As if she’d lost her sister all over again.
Dolly rubbed her forehead as the train pulled into Stockport station, hoping to rub away her headache. Fred hovered at her side as she stood by the doors and tilted his flat cap, letting her off first. Leroy had offered to accompany her to the charity shop – he’d tell Steve he couldn’t go in early, as planned, to discuss his ideas on staff management. But Dolly hadn’t wanted to disrupt his plans. Phoebe was meeting Zoe, the young woman from the bake-off. They’d been texting since last week and were meeting in Manchester to visit bookshops.

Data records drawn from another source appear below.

PR #99, opened 2023-09-01
Include expression in prepare errors

Aflynn50:
In `prepare.go`, include the I/O expression in which the error was found where possible. The errors are changed to reflect that the full expression is now included in the error message. The phrase "cannot prepare expression" is changed to "cannot prepare statement" to reflect that expression is used to refer only to the I/O expression.

### DIFF
--- a/internal/expr/expr_test.go
+++ b/internal/expr/expr_test.go
@@ -543,17 +543,17 @@ func (s *ExprSuite) TestPrepareMapError(c *C) {
 		"all output into map star",
 		"SELECT &M.* FROM person WHERE name = 'Fred'",
 		[]any{sqlair.M{}},
-		"cannot prepare statement: output expression: &M.*: asterisk cannot be used with maps when no column names are specified",
+		"cannot prepare statement: output expression: &M.*: asterisk cannot be used with map when no column names are specified",
 	}, {
 		"all output into map star from table star",
 		"SELECT p.* AS &M.* FROM person WHERE name = 'Fred'",
 		[]any{sqlair.M{}},
-		"cannot prepare statement: output expression: p.* AS &M.*: asterisk cannot be used with maps when no column names are specified",
+		"cannot prepare statement: output expression: p.* AS &M.*: asterisk cannot be used with map when no column names are specified",
 	}, {
 		"all output into map star from lone star",
 		"SELECT * AS &CustomMap.* FROM person WHERE name = 'Fred'",
 		[]any{CustomMap{}},
-		"cannot prepare statement: output expression: * AS &CustomMap.*: asterisk cannot be used with maps when no column names are specified",
+		"cannot prepare statement: output expression: * AS &CustomMap.*: asterisk cannot be used with map when no column names are specified",
 	}, {
 		"invalid map",
 		"SELECT * AS &InvalidMap.* FROM person WHERE name = 'Fred'",
--- a/internal/expr/expr_test.go
+++ b/internal/expr/expr_test.go
@@ -421,95 +421,95 @@ func (s *ExprSuite) TestPrepareErrors(c *C) {
 	}{{
 		query:       "SELECT (p.name, t.id) AS (&Address.id) FROM t",
 		prepareArgs: []any{Address{}},
-		err:         `cannot prepare query: output expression: (p.name, t.id) AS (&Address.id): mismatched number of columns and target types`,
+		err:         `cannot prepare statement: output expression: (p.name, t.id) AS (&Address.id): mismatched number of columns and target types`,
 	}, {
 		query:       "SELECT (p.name) AS (&Address.district, &Address.street) FROM t",
 		prepareArgs: []any{Address{}},
-		err:         "cannot prepare query: output expression: (p.name) AS (&Address.district, &Address.street): mismatched number of columns and target types",
+		err:         "cannot prepare statement: output expression: (p.name) AS (&Address.district, &Address.street): mismatched number of columns and target types",
 	}, {
 		query:       "SELECT (&Address.*, &Address.id) FROM t",
 		prepareArgs: []any{Address{}, Person{}},
-		err:         `cannot prepare query: member "id" of type "Address" appears more than once`,
+		err:         `cannot prepare statement: member "id" of type "Address" appears more than once`,
 	}, {
 		query:       "SELECT (p.*, t.name) AS (&Address.*) FROM t",
 		prepareArgs: []any{Address{}},
-		err:         "cannot prepare query: output expression: (p.*, t.name) AS (&Address.*): invalid asterisk in expression columns",
+		err:         "cannot prepare statement: output expression: (p.*, t.name) AS (&Address.*): invalid asterisk in expression columns",
 	}, {
 		query:       "SELECT (name, p.*) AS (&Person.id, &Person.*) FROM t",
 		prepareArgs: []any{Address{}, Person{}},
-		err:         "cannot prepare query: output expression: (name, p.*) AS (&Person.id, &Person.*): invalid asterisk in expression columns",
+		err:         "cannot prepare statement: output expression: (name, p.*) AS (&Person.id, &Person.*): invalid asterisk in expression columns",
 	}, {
 		query:       "SELECT (&Person.*, &Person.*) FROM t",
 		prepareArgs: []any{Address{}, Person{}},
-		err:         `cannot prepare query: member "address_id" of type "Person" appears more than once`,
+		err:         `cannot prepare statement: member "address_id" of type "Person" appears more than once`,
 	}, {
 		query:       "SELECT (p.*, t.*) AS (&Address.*) FROM t",
 		prepareArgs: []any{Address{}},
-		err:         "cannot prepare query: output expression: (p.*, t.*) AS (&Address.*): invalid asterisk in expression columns",
+		err:         "cannot prepare statement: output expression: (p.*, t.*) AS (&Address.*): invalid asterisk in expression columns",
 	}, {
 		query:       "SELECT (id, name) AS (&Person.id, &Address.*) FROM t",
 		prepareArgs: []any{Address{}, Person{}},
-		err:         "cannot prepare query: output expression: (id, name) AS (&Person.id, &Address.*): invalid asterisk in expression types",
+		err:         "cannot prepare statement: output expression: (id, name) AS (&Person.id, &Address.*): invalid asterisk in expression types",
 	}, {
 		query:       "SELECT (name, id) AS (&Person.*, &Address.id) FROM t",
 		prepareArgs: []any{Address{}, Person{}},
-		err:         "cannot prepare query: output expression: (name, id) AS (&Person.*, &Address.id): invalid asterisk in expression types",
+		err:         "cannot prepare statement: output expression: (name, id) AS (&Person.*, &Address.id): invalid asterisk in expression types",
 	}, {
 		query:       "SELECT (name, id) AS (&Person.*, &Address.*) FROM t",
 		prepareArgs: []any{Address{}, Person{}},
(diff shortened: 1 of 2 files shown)


letFunny (approved):
Looking good

niemeyer (changes requested):
Per conversation, let's please keep the variable length at the end of the error messages, otherwise people would need to get through a potentially long SQL piece before they even know what they are looking for.

internal/expr/expr_test.go
```diff
@@ -421,67 +421,67 @@ func (s *ExprSuite) TestPrepareErrors(c *C) {
 	}{{
 		query:       "SELECT (p.name, t.id) AS (&Address.id) FROM t",
 		prepareArgs: []any{Address{}},
-		err:         `cannot prepare statement: output expression: (p.name, t.id) AS (&Address.id): mismatched number of columns and target types`,
+		err:         `cannot prepare statement: mismatched number of columns and target types in output expression: (p.name, t.id) AS (&Address.id)`,
```
letFunny: I think it was clearer when the output/input was mentioned just after statement, that way you can know which part of the query is wrong at a glance. It also has the added benefit that it is always at the same place, after `cannot prepare statement` which is always the same number of characters, unlike the other error.

internal/expr/expr_test.go
```diff
@@ -421,67 +421,67 @@ func (s *ExprSuite) TestPrepareErrors(c *C) {
...
 	}, {
 		query:       "SELECT &Address.road FROM t",
 		prepareArgs: []any{Address{}},
-		err:         `cannot prepare statement: output expression: &Address.road: type "Address" has no "road" db tag`,
+		err:         `cannot prepare statement: type "Address" has no "road" db tag in output expression: &Address.road`,
 	}, {
 		query:       "SELECT street FROM t WHERE x = $Address.street",
 		prepareArgs: []any{Person{}},
-		err:         `cannot prepare statement: input expression: $Address.street: type "Address" not passed as a parameter, have: Person`,
+		err:         `cannot prepare statement: type "Address" not passed as a parameter, have: Person. Type mentioned in input expression: $Address.street`,
```
letFunny: I am not sure `Type mentioned ...` makes the error more clear, I would leave it as:
```
cannot prepare statement: type "Address" not passed as a parameter, have "Person": $Address.street
```
I think the intention here was to be explicit about what the raw query refers to but I think it is already clear as all error messages follow the same structure of having it at the end.

internal/expr/expr_test.go
Aflynn50: Very true, changed back

internal/expr/expr_test.go
Aflynn50: I've removed the full stop, its a lot nicer with only the raw expression on the end

internal/expr/expr_test.go
```diff
@@ -421,95 +421,95 @@ func (s *ExprSuite) TestPrepareErrors(c *C) {
 	}{{
 		query:       "SELECT (p.name, t.id) AS (&Address.id) FROM t",
 		prepareArgs: []any{Address{}},
-		err:         "cannot prepare expression: mismatched number of columns and targets in output expression: (p.name, t.id) AS (&Address.id)",
+		err:         `cannot prepare statement: mismatched number of columns and target types in output expression: (p.name, t.id) AS (&Address.id)`,
```
TheSignPainter98: Very nitpicky, but do these quote marks need to change? I don't see any double-quotes here to avoid (unlike elsewhere)

internal/expr/expr_test.go
```diff
@@ -421,95 +421,95 @@ func (s *ExprSuite) TestPrepareErrors(c *C) {
...
 	}, {
 		query:       "SELECT (p.name) AS (&Address.district, &Address.street) FROM t",
 		prepareArgs: []any{Address{}},
-		err:         "cannot prepare expression: mismatched number of columns and targets in output expression: (p.name) AS (&Address.district, &Address.street)",
+		err:         "cannot prepare statement: mismatched number of columns and target types in output expression: (p.name) AS (&Address.district, &Address.street)",
 	}, {
 		query:       "SELECT (&Address.*, &Address.id) FROM t",
 		prepareArgs: []any{Address{}, Person{}},
-		err:         `cannot prepare expression: member "id" of type "Address" appears more than once`,
+		err:         `cannot prepare statement: member "id" of type "Address" appears more than once in output expressions`,
```
TheSignPainter98, line 432: Just to confirm, can there be multiple output expressions?

internal/expr/expr_test.go
```diff
@@ -421,95 +421,95 @@ func (s *ExprSuite) TestPrepareErrors(c *C) {
...
 	}, {
 		query:       "SELECT (p.*, t.name) AS (&Address.*) FROM t",
 		prepareArgs: []any{Address{}},
-		err:         "cannot prepare expression: invalid asterisk in output expression columns: (p.*, t.name) AS (&Address.*)",
+		err:         "cannot prepare statement: invalid asterisk in columns in output expression: (p.*, t.name) AS (&Address.*)",
```
TheSignPainter98: I think as the offending part is given, perhaps 'output expression' is redundant? The same is true with 'input expression' elsewhere

internal/expr/prepare.go
```diff
@@ -99,16 +107,15 @@ func prepareOutput(ti typeNameToInfo, p *outputPart) ([]fullName, []typeMember,
...
 	fetchInfo := func(typeName string) (typeInfo, error) {
 		info, ok := ti[typeName]
 		if !ok {
 			ts := getKeys(ti)
 			if len(ts) == 0 {
-				return nil, fmt.Errorf(`type %q not passed as a parameter`, typeName)
+				return nil, fmt.Errorf(`type %q not passed as a parameter. Type mentioned`, typeName)
 			} else {
-				return nil, fmt.Errorf(`type %q not passed as a parameter, have: %s`, typeName, strings.Join(ts, ", "))
+				return nil, fmt.Errorf(`type %q not passed as a parameter, have: %s. Type mentioned`, typeName, strings.Join(ts, ", "))
```
TheSignPainter98: This looks incomplete, but I'm also not sure whether this will be removed due to other reviews

internal/expr/expr_test.go
```diff
@@ -543,27 +543,27 @@ func (s *ExprSuite) TestPrepareMapError(c *C) {
 		"all output into map star",
 		"SELECT &M.* FROM person WHERE name = 'Fred'",
 		[]any{sqlair.M{}},
-		"cannot prepare expression: &M.* cannot be used for maps when no column names are specified",
+		"cannot prepare statement: columns must be specified for asterisk map in output expression: &M.*",
```
TheSignPainter98: 'Asterisk map' sounds a little strange of me (it sounds like a strange data structure containing only asterisks). When I read `&M.*`, I hear 'm-dot-star.' Perhaps this error could read 'map-star' or 'starred map'?

internal/expr/prepare.go
```diff
@@ -146,10 +153,10 @@ func prepareOutput(ti typeNameToInfo, p *outputPart) ([]fullName, []typeMember,
 			if t.name == "*" {
 				switch info := info.(type) {
 				case *mapInfo:
-					return nil, nil, fmt.Errorf(`&%s.* cannot be used for maps when no column names are specified`, info.typ().Name())
+					return nil, nil, fmt.Errorf(`columns must be specified for asterisk map`)
 				case *structInfo:
 					if len(info.tags) == 0 {
-						return nil, nil, fmt.Errorf("type %q in %q does not have any db tags", info.typ().Name(), p.raw)
+						return nil, nil, fmt.Errorf("no db tags found for type %q", info.typ().Name())
```
TheSignPainter98: Perhaps more emphasis should be placed on 'db' and the fact that these are struct fields could be highlighted? I'm thinking just to make sure it's Go-tags that the person reading this thinks of, not some other unrelated database tags. Would something like this work?
```
`no "db:" tags found on struct %q`
```

TheSignPainter98 (commented):
These error messages look better to me, just a few notes

internal/expr/expr_test.go
Aflynn50: Yes, and this error is one that occurs across output expressions. i.e. if someone has put `&Address.id` twice in their query.

internal/expr/prepare.go
Aflynn50: Sounds like a good idea, changed.

internal/expr/expr_test.go

internal/expr/expr_test.go
Aflynn50: Changed back haha

internal/expr/expr_test.go
Aflynn50: Changed with Albertos review

internal/expr/prepare.go
Aflynn50: Removed already.

internal/expr/expr_test.go
```diff
@@ -421,95 +421,95 @@ func (s *ExprSuite) TestPrepareErrors(c *C) {
...
 	}, {
 		query:       "SELECT street AS &Address.street FROM t",
 		prepareArgs: []any{},
-		err:         `cannot prepare expression: type "Address" not passed as a parameter`,
+		err:         `cannot prepare statement: output expression: type "Address" not passed as a parameter: street AS &Address.street`,
 	}, {
 		query:       "SELECT street AS &Address.id FROM t",
 		prepareArgs: []any{Person{}},
-		err:         `cannot prepare expression: type "Address" not passed as a parameter, have: Person`,
+		err:         `cannot prepare statement: output expression: type "Address" not passed as a parameter, have Person: street AS &Address.id`,
```
niemeyer: In this case the original one was significantly more clear. There's some mangling at the end which makes it look confusing: "have Person: street"?  Also, consider what happens if the type ends up lowercased: "have pain: Much" :)

internal/expr/prepare.go
```diff
@@ -61,14 +61,21 @@ func starCount(fns []fullName) int {
...
 	info, ok := ti[p.sourceType.prefix]
 	if !ok {
 		ts := getKeys(ti)
 		if len(ts) == 0 {
 			return nil, fmt.Errorf(`type %q not passed as a parameter`, p.sourceType.prefix)
 		} else {
-			return nil, fmt.Errorf(`type %q not passed as a parameter, have: %s`, p.sourceType.prefix, strings.Join(ts, ", "))
+			// "%s" is used instead of %q to print double quotes within the
+			// joined string correctly.
+			return nil, fmt.Errorf(`type %q not passed as a parameter, have "%s"`, p.sourceType.prefix, strings.Join(ts, `", "`))
```
niemeyer: This seems to be the offending place for the earlier comment.

internal/expr/prepare.go
```diff
@@ -108,7 +117,7 @@ func prepareOutput(ti typeNameToInfo, p *outputPart) ([]fullName, []typeMember,
 			if len(ts) == 0 {
 				return nil, fmt.Errorf(`type %q not passed as a parameter`, typeName)
 			} else {
-				return nil, fmt.Errorf(`type %q not passed as a parameter, have: %s`, typeName, strings.Join(ts, ", "))
+				return nil, fmt.Errorf(`type %q not passed as a parameter, have %s`, typeName, strings.Join(ts, ", "))
```
niemeyer: Here too.

niemeyer (changes requested):
Just one more detail:

internal/expr/expr_test.go
Aflynn50: Changed to use parentheses for "have" section of error.

internal/expr/prepare.go
Aflynn50: Changed as suggested above

internal/expr/prepare.go
Aflynn50: Changed as suggested above

niemeyer (approved):
Thanks!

‘Hope you didn’t mind me butting in when Phoebs offered to cancel her plans,’ said Fred. ‘It’s so good to see her making friends.’
‘I could have come on my own,’ she said in a flat voice. ‘But I’m glad you did – Leroy and Phoebe would have insisted. It’s partly your fault, anyway, that I’ve had to come this far, taking your advice not to donate the clothes locally.’
Fred smiled to himself as they headed out to the road that swept downwards past a McDonalds. A homeless woman sat by the doorway. Greta’s child might have fallen on hard times. Did they look like her? Have her red-tinted hair? Maybe they’d grown up down south, lived the London life, saw the north as alien. As Dolly and Fred walked down Wellington Road, towards Merseyway Shopping Centre, she studied everyone her age who passed. She, Greta and Mum were of average height and had the usual twang of the Mancunian accent.
Dolly’s niece or nephew could have been anyone.
‘…and remember how we always went to Stockport’s indoor market?’ asked Fred and he pulled down his cap as a gust blew rain on to his cheeks. ‘The knife stall that sold cutlery, scissors and kitchenware. The rails of clothing; you could buy a tracksuit for less than four quid. We used to choose a selection of cheeses. Eating them back at the flat, with crackers and a bottle of Blue Nun, would leave us feeling rather grand.’
‘What?’ Dolly glanced at Fred as they passed a queue of buses. Her nose wrinkled at the smell of diesel. They entered the precinct.